PR #498, opened 2026-04-19
Added ymls for setupupc.exe and xpsrchvw.exe

karminang:
### Description
`setupugc.exe` (Setup Unattend Generic Command Processor) can be abused to execute arbitrary commands. By modifying the registry at `HKLM\SOFTWARE\Microsoft\Windows NT\CurrentVersion\UnattendSettings\Setup-Unattend-Settings\RunSynchronous\<N>\Path`, an attacker can define a command path. When `setupugc.exe` is executed with a valid Windows setup pass argument (e.g., `specialize`), it reads the registry value and launches the specified process via `CreateProcessW`.

### Detection
Monitor for unauthorized modifications to the `UnattendSettings` registry key or unexpected execution of `setupugc.exe` in association with setup operations.


karminang (commented):
Made changes.

wietze (approved):
Hey I removed `xpsrchvw` as it doesn't meet the requirements for this project (because it involves DLL Hijacking that requires relocation of the binary in question). 
`setupupc` does, despite requiring a registry change - I did restructure the file somewhat and added the required tag. 

Thanks for contributing

PR #502, opened 2026-05-20
Add Curl.exe to LOLBAS

jwfawcett:
Add Curl.exe to the list of LOLBAS


jwfawcett:
Fixed yaml file and will create new pull request

PR #504, opened 2026-05-30
Windows Sandbox abuse via wsb.exe

unrooted:
Added: 
* entry for wsb.exe under `yml\OtherMSBinaries\wsb.yml`
* actually, couple of sample commands for it 

More details:
* new wsb.exe cli for interacting with Windows Sandbox can be abused - hence adding it
* it allows the attackers for fileless configuration with host-filesystem writes (it's a feature, not a bug), which seems like a nice addition to the LOLBAS project, as no way that's gonna be changed if it was designed this way
* added a simple PoC of the abuse on my GitHub Gist - referenced it in the file itself (benign, spawns marker.txt on the host system)
* added a couple of IOCs which can be correlated when this could be abused (no idea how common it'd be tho.)

### DIFF
--- a/yml/OtherMSBinaries/Wsb.yml
+++ b/yml/OtherMSBinaries/Wsb.yml
@@ -66,4 +66,3 @@ Resources:
 
 Acknowledgement:
   - Person: Konrad 'unrooted' Klawikowski
-  
--- a/yml/OtherMSBinaries/Wsb.yml
+++ b/yml/OtherMSBinaries/Wsb.yml
@@ -18,7 +18,7 @@ Commands:
 
   - Command: |
         wsb start --config "<Configuration><MappedFolders><MappedFolder><HostFolder>{PATH_ABSOLUTE:folder}</HostFolder><ReadOnly>false</ReadOnly></MappedFolder></MappedFolders></Configuration>"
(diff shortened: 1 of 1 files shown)


unrooted:
hi @wietze !
noticed you've taken a look into this, if there's anything I can improve from my end, let me know

wietze (approved):
Hey thanks for your patience, I have made a few changes to streamline this submission. 

* Basically, the main use case here is the execution of arbitrary commands without AV/EDR (=Defender and competitors) visibility; hence variant 1.
* Due to how Windows Sandbox works, if you want access to the actual host system, you need to mount a folder via either variant 2 or variant 3.
* I have skipped references to the variant that requires `wsb connect`, as it results in a visible window, which is always less preferable than `wsb exec`, which does not result in a GUI, and has the same "complexity". 

I hope these changes make sense, let me know if you're happy with the updated entry. If so, I'll merge it 👍

unrooted:
@wietze if you're fine, then I'm fine :)

unrooted:
@wietze one thing after it's been applied on the website, code sample link doesn't have separate section, maybe you want me to move this to 'resources' section? 

also, some commands are broken due to use of `{CMD}` blocks and same for paths, so, for example,  preview of inline XML is kinda broken

wietze:
I noticed the broken curly bracket blocks too, just fixed the website portion :+1: 
Might require a CTRL+SHIFT+R to load the new JS/CSS.

PR #509, opened 2026-06-04
Add SCP.exe for execute operation 

BinFault:
SCP can be used for proxying malware execution.

You can try executing below command for testing purpose

scp.exe -o ProxyCommand="cmd.exe /c calc.exe" / localhost:~/


wietze (approved):
image
Can confirm it works on Windows 11 25H2. Thanks for contributing!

════════════════

Aim of the task:
Copy every record exactly.

The answer:
PR #498, opened 2026-04-19
Added ymls for setupupc.exe and xpsrchvw.exe

karminang:
### Description
`setupugc.exe` (Setup Unattend Generic Command Processor) can be abused to execute arbitrary commands. By modifying the registry at `HKLM\SOFTWARE\Microsoft\Windows NT\CurrentVersion\UnattendSettings\Setup-Unattend-Settings\RunSynchronous\<N>\Path`, an attacker can define a command path. When `setupugc.exe` is executed with a valid Windows setup pass argument (e.g., `specialize`), it reads the registry value and launches the specified process via `CreateProcessW`.

### Detection
Monitor for unauthorized modifications to the `UnattendSettings` registry key or unexpected execution of `setupugc.exe` in association with setup operations.


karminang (commented):
Made changes.

wietze (approved):
Hey I removed `xpsrchvw` as it doesn't meet the requirements for this project (because it involves DLL Hijacking that requires relocation of the binary in question). 
`setupupc` does, despite requiring a registry change - I did restructure the file somewhat and added the required tag. 

Thanks for contributing

PR #502, opened 2026-05-20
Add Curl.exe to LOLBAS

jwfawcett:
Add Curl.exe to the list of LOLBAS


jwfawcett:
Fixed yaml file and will create new pull request

PR #504, opened 2026-05-30
Windows Sandbox abuse via wsb.exe

unrooted:
Added: 
* entry for wsb.exe under `yml\OtherMSBinaries\wsb.yml`
* actually, couple of sample commands for it 

More details:
* new wsb.exe cli for interacting with Windows Sandbox can be abused - hence adding it
* it allows the attackers for fileless configuration with host-filesystem writes (it's a feature, not a bug), which seems like a nice addition to the LOLBAS project, as no way that's gonna be changed if it was designed this way
* added a simple PoC of the abuse on my GitHub Gist - referenced it in the file itself (benign, spawns marker.txt on the host system)
* added a couple of IOCs which can be correlated when this could be abused (no idea how common it'd be tho.)

### DIFF
--- a/yml/OtherMSBinaries/Wsb.yml
+++ b/yml/OtherMSBinaries/Wsb.yml
@@ -66,4 +66,3 @@ Resources:
 
 Acknowledgement:
   - Person: Konrad 'unrooted' Klawikowski
-  
--- a/yml/OtherMSBinaries/Wsb.yml
+++ b/yml/OtherMSBinaries/Wsb.yml
@@ -18,7 +18,7 @@ Commands:
 
   - Command: |
         wsb start --config "<Configuration><MappedFolders><MappedFolder><HostFolder>{PATH_ABSOLUTE:folder}</HostFolder><ReadOnly>false</ReadOnly></MappedFolder></MappedFolders></Configuration>"
(diff shortened: 1 of 1 files shown)


unrooted:
hi @wietze !
noticed you've taken a look into this, if there's anything I can improve from my end, let me know

wietze (approved):
Hey thanks for your patience, I have made a few changes to streamline this submission. 

* Basically, the main use case here is the execution of arbitrary commands without AV/EDR (=Defender and competitors) visibility; hence variant 1.
* Due to how Windows Sandbox works, if you want access to the actual host system, you need to mount a folder via either variant 2 or variant 3.
* I have skipped references to the variant that requires `wsb connect`, as it results in a visible window, which is always less preferable than `wsb exec`, which does not result in a GUI, and has the same "complexity". 

I hope these changes make sense, let me know if you're happy with the updated entry. If so, I'll merge it 👍

unrooted:
@wietze if you're fine, then I'm fine :)

unrooted:
@wietze one thing after it's been applied on the website, code sample link doesn't have separate section, maybe you want me to move this to 'resources' section? 

also, some commands are broken due to use of `{CMD}` blocks and same for paths, so, for example,  preview of inline XML is kinda broken

wietze:
I noticed the broken curly bracket blocks too, just fixed the website portion :+1: 
Might require a CTRL+SHIFT+R to load the new JS/CSS.

PR #509, opened 2026-06-04
Add SCP.exe for execute operation 

BinFault:
SCP can be used for proxying malware execution.

You can try executing below command for testing purpose

scp.exe -o ProxyCommand="cmd.exe /c calc.exe" / localhost:~/


wietze (approved):
image
Can confirm it works on Windows 11 25H2. Thanks for contributing!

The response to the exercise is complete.